I even have dog-owner guilt - I love my dog so, so much. But I feel like I neglect him because I barely have time to take care of myself these days. He has not had a bath since before Coen was born, or even a brush or a nail trim. His nails are so long, but it's so cold to go outside and trim them. In the summer, I wash him outside with the hose. But in the winter I take him to get groomed - because I refuse to bathe him in the bathtub and then clean it all out, plus the dog smell never quite goes away. Taking him to get groomed is a big ordeal with two little kids, especially when one is a baby who nurses every 3-4 hours. I have to plan my trips out, because I don't like giving him bottles on weekends or nights - more work for me because then I have to pump and wash it all.
I even have a bit of daughter guilt, because we cancelled on dinner at the last minute. And because I feel like my parents are constantly helping me out and what do I do for them? I feel like I just take and take and rarely give back, but I don't have much left to give at the end of a work week. I can't even imagine what it would be like if we didn't have them around to help us though.

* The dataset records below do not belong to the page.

PR #102, opened 2026-08-26
feat(docker): containerized app runtime + tag-triggered GHCR release (proposal)

Elesiann:
## What

Three additive artifacts that let the simulation runtime run without a local Node 22 + pnpm 10 toolchain. No application code, no tests, and no new dependencies are touched.

1. **`docker/app/Dockerfile`** — multi-stage image. Stage 1 reproduces the CI order on `node:22-bookworm` (`pnpm install --frozen-lockfile` → `pnpm -r build`). Stage 2 installs only the production dependency graph of `@perfectman/server` (+ its workspace deps) and ships compiled `dist` trees. The entrypoint is the exact CLI that `pnpm --filter @perfectman/server simulation` runs natively — config discovery is untouched (walk-up finds `/app/config/index.json`, dotenv finds a mounted `/app/.env`).
2. **`docker/app/app.compose.yml`** — compose service following the existing `docker/` precedents (base file, combinable with `qwen3.compose.yml` via `-f -f`). Mounts `./config` read-only.
3. **`.github/workflows/docker-release.yml`** — on `v*` tag pushes, builds and publishes images to GHCR with `<major>.<minor>` tags from the tag name plus `latest` for non-prereleases.

Plus doc sections in both READMEs.

## What this flow enables

- **Zero-toolchain simulation**: clone → copy one example config into `config/` → `docker compose -f docker/app/app.compose.yml up --build`. Personas converse on stdout with zero API keys (mock provider). Works on machines with no Node/pnpm at all.
- **Deployable runtime**: any Docker host can run a released image (`ghcr.io/<owner>/perfectman:<tag>`), and each image is traceable to the exact commit it was built from via OCI labels — no dev checkout, no drift between "what I tested" and "what runs".
- **Foundation for frontend consumers**: the runtime already has pluggable transports (Socket.IO among them), so serving a UI becomes a *deployment decision* layered on this image rather than a new toolchain problem. This PR deliberately does not open or expose anything network-facing — it just makes the runtime something you can pull and run anywhere, which is the precondition for whatever consumes it next.
- **Images that don't rot by convention**: every `v*` tag rebuilds and republishes; reproducibility-conscious consumers pin `:<major>.<minor>` instead of `latest`.

## Proposal points (discussion wanted here)

This doubles as a proposal; reshape any of it in threads.

- **Tag-as-release convention**: this repo has never had releases or tags. The workflow proposes the minimal convention — pushing `v*` is what constitutes a release. Alternative would be GitHub Releases-driven or manual dispatch; happy either way, tag-push seemed smallest.
- **GHCR namespace**: images land under `ghcr.io/<repo-owner>/perfectman` via `${{ github.repository }}`, so they follow whoever merges first on upstream.
- **Base image**: `node:22-bookworm` full (matches CI's Node 22; avoids native-build surprises for `better-sqlite3`) vs `slim`/`alpine` for smaller images. Bookworm chosen for safety on the native dep; size optimization can come later if anyone cares.
- **Runtime graph**: stage 2 ships only `@perfectman/server`'s production deps (+ workspace deps) instead of the whole workspace install. Open to shipping more/less depending on how eval wants to relate to images later (left out of scope here).

## Validation

- Full gate green on a clean `node:22` container mirroring CI order (`install → build → lint → test:all`, including the test-hygiene audit): all pass.
- Image built from this Dockerfile and executed against `examples/simulations/mock.inline-personas.example.json` mounted at `/app/config`: live simulation stream (agent messages, mock LLM cognition calls ~50ms, engine state snapshots evolving, agents creating a private channel among themselves mid-run), clean SIGTERM shutdown (`simulation_stopped`). Zero API keys involved.
- Release workflow exercised end-to-end before proposing: test tag pushed on the author's fork → all steps green → `ghcr.io/elesiann/perfectman:0.0.0-docker-probe.1` published (and correctly *no* `latest` generated, since the probe tag carried a prerelease suffix). Probe tag deleted afterwards.
- Build-invariant note found while validating: composite tsc projects silently skip `dist` emission when a stale `tsconfig.tsbuildinfo` rides in the build context (Dockerignore patterns don't cross path separators like gitignore does). The Dockerfile clears `packages/*/dist` and `packages/*/*.tsbuildinfo` after COPY, so builds are context-independent.

### DIFF
--- a/.github/workflows/docker-release.yml
+++ b/.github/workflows/docker-release.yml
@@ -1,0 +1,44 @@
+name: Docker release
+
+on:
+  push:
+    tags: ["v*"]
+
+permissions:
+  contents: read
+  packages: write
+
+jobs:
+  publish-image:
+    runs-on: ubuntu-latest
+    steps:
+      - uses: actions/checkout@v4
+        with:
+          persist-credentials: false
+
+      - uses: docker/setup-buildx-action@v3
+
+      - uses: docker/login-action@v3
+        with:
+          registry: ghcr.io
+          username: ${{ github.actor }}
+          password: ${{ secrets.GITHUB_TOKEN }}
+
+      - id: meta
+        uses: docker/metadata-action@v5
+        with:
+          images: ghcr.io/${{ github.repository }}
+          tags: |
+            type=semver,pattern={{version}}
+            type=semver,pattern={{major}}.{{minor}}
+            type=raw,value=latest,enable=${{ !contains(github.ref_name, '-') }}
+
+      - uses: docker/build-push-action@v6
+        with:
+          context: .
+          file: docker/app/Dockerfile
+          push: true
+          tags: ${{ steps.meta.outputs.tags }}
+          labels: ${{ steps.meta.outputs.labels }}
+          cache-from: type=gha
+          cache-to: type=gha,mode=max
--- a/README.md
+++ b/README.md
@@ -89,6 +89,30 @@ pnpm freellm:dev        # API on :3001, dashboard on :5173
 
 Add provider keys and create a unified key via the dashboard, then set `FREELLMAPI_KEY` in `.env`.
 
+**Simulation in Docker** (no local Node/pnpm toolchain needed):
+
+```bash
+mkdir -p config
+cp examples/simulations/mock.inline-personas.example.json config/index.json
+docker compose -f docker/app/app.compose.yml up --build
+```
+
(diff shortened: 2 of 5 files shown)


yoarajota (approved):

Elesiann:
Recreated this PR as #107 — the fork it branched from was deleted by accident. Same branch (`feat/docker-runtime` @ `fc5675d`), same content and body; continuing discussion there.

So yes, the guilt is eating me alive today. It feels a little better now that I got it out, and now that both kids are in bed, the laundry is done, the house is vacuumed, and lunches are packed for tomorrow. Let's just hope I get all 50 some of my progress reports written on clerical day tomorrow..........
1 comments:
Dearest, I remember those days. My children are 9 and 5 now. The first year after my youngest (son) was born are such a blur. I felt so out of control and exhausted and always guilty...so very guilty Your entry today could have been mine in those days! Be kind to yourself, you are doing your best. I finally accepted there just were not enough hours in the day to do everything. Each day I did my best. Guess what? It was more than enough. Your best is also more than enough. And it will get easier. Praying for you to have peace.